Question

The value of y is ____ units. Round answer to tenths.

Answer 1

y = 5.2

Explanation:

We can use the laws of sine to solve for this, the laws of sine state that:

`\displaystyle{(\sin A)/(a)=(\sin B)/(b) = (\sin C)/(c) = 2R}`

In this diagram, we can rewrite the general form of sinA, sinB, sinC as:

`\displaystyle{(\sin F)/(f)=(\sin E)/(e) = (\sin D)/(d) = 2R}`

We can use the equation of
`\diplaystyle{(\sin F)/(f) = (\sin E)/(e)}` to solve for the value of e. In this case, f is 7 since sides are opposite to measurements, and the opposite of measurement F is side length 7 units. The opposite side of measurement E is side length y units. Hence, f = 7 and e = y.

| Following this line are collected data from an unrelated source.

PR #858, opened 2020-07-20
Feature/burmark1/plugin2raja (take 2)

MrBurmark:
This is a copy of #841 which I inadvertently merged. See the previous PR for additional comments and discussion.

# Split plugins into those run at capture and those run at launch

This is a breaking change for any plugins (CHAI) that already exist as it renames the plugin registry.

The main changes are in forall and kernel where the plugins are invoked.

- This PR is a feature
- It does the following:
  - Extends the Plugins with two extra methods and makes all methods optional
    - Methods called at Capture (before the loop is executed)
      - before the loop body is copied
      - after the loop body is copied 
    - Methods called at Launch
      - before the loop is executed
      - after the loop is executed
  - Split plugins help support work groups that copy the loop bodies and execute the loops in separate regions of code called at different times
  - Extend plugin tests to use different overloads of forall interface with different policies.

I ran the batched matrix multiply example to see if moving the location of force inline changed the runtime, but it seemed about the same with develop and this branch.


include/RAJA/util/plugins.hpp
```diff
@@ -14,11 +14,42 @@
...
 namespace util {
 
+template <typename T>
+auto trigger_updates_before(T&& item) -> typename std::remove_reference<T>::type
+{
+  return item;
+}
+
+
+inline
```
MrBurmark, line 24: @mdavis36 mentioned using RAJA_INLINE here in #841

MrBurmark:
Ok I've made all the requested changes and the tests now cover forall and kernel with different backends.
I will create a Chai PR with updates to its usage of the RAJA plugin interface once this is merged.
Can I get a review @davidbeckingsale @trws @artv3 @rhornung67 @mdavis36?

PR #894, opened 2020-09-08
[WIP] Fixing omp-target resource issues.

mdavis36:
Fixes compilation issues with omp-target in the latest RAJA release.

This is currently a work in progress.


include/RAJA/util/resource.hpp
```diff
@@ -36,7 +37,7 @@ namespace RAJA
 
   template<typename e>
   struct get_resource{
-    using type = camp::resources::Host;
+    using type = Host;
```
artv3, line 40: Could we keep the full namespace? I ran into namespace issues when building a large application with RAJA.

mdavis36:
@rhornung67 @MrBurmark @rchen20 @rchen20 @trws @ajkunen 

A bit of a status update on this fix to get omp-target builds to a state where they compile with this release.

The initial problem that was referenced in the most recent comment of #372 has been fixed. However currently we are not in a state where we can compile with omp-target. There are 4 primary culprits, 2 examples and 2 tests:

### Examples:
- target-kernel `omp-target-kernel.cpp` 
- omp-target-ltimes `omp-target-ltimes.cpp`

Both of these return :
`raja/include/RAJA/pattern/kernel/Lambda.hpp:153:3: error: no matching function for call to object of type 'const tuple_element_t<0L, camp::tuple<  "lambda's file location here"  > >'`
The source files for these examples haven't really been touched in 2 years and were committed with a "WIP" message so I'm not sure if either of these have ever worked properly with an omp-target build. 

### Tests:
- test-omp-target-kernel.exe `tests/old-tests/unit/omp-target/kernel.cpp`

This test used to build before commit 98a3dc9 "add kernel statement sanity test" which now causes this test to throw the static assert:
`Executable statement with no enclosed statements, this is almost certainly a bug`

- test-plugin-kernel-OpenMPTarget.exe `tests/integration/plugin/tests/test-plugin-kernel.hpp`

This test was added as of b36cb44 and since has not compiled with omp-target. This test also throws a similar error to the examples:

`\diplaystyle{(\sin F)/(7) = (\sin E)/(y)}`

We know that the measurement E is 48°.

`\diplaystyle{(\sin F)/(7) = (\sin 48 \textdegree)/(y)}`

We can find the measurement F by using the euclidean triangle theory that all sides will add up to 180°. This will result in 42° + 48° + F = 180. Solve the equation:

`\displaystyle{90 \textdegree + F = 180 \textdegree}\\\\\displaystyle{F = 180 \textdegree - 90 \textdegree}\\\\\displaystyle{F = 90 \textdegree}`

Hence, the measurement of F will equal to 90°.

`\diplaystyle{(\sin 90 \textdegree)/(7) = (\sin 48 \textdegree)/(y)}`

Solve the equation for y by firstly multiplying both sides by 7y to clear off denominators.

`\diplaystyle{(\sin F)/(7) \cdot 7y = (\sin 48 \textdegree)/(y) \cdot 7y}\\\\\displaystyle{y\sin 90 \textdegree = 7\sin 48 \textdegree}`

We know that sin90° = 1 so we will have
`\displaystyle{y=7\sin 48 \textdegree}`. Now input the value in a calculator since we cannot evaluate sin48° with an ordinary method.

When you put 7sin48° in a calculator, you will get 5.20201377... then you round the value to nearest tenth. Hence, y is 5.2 units.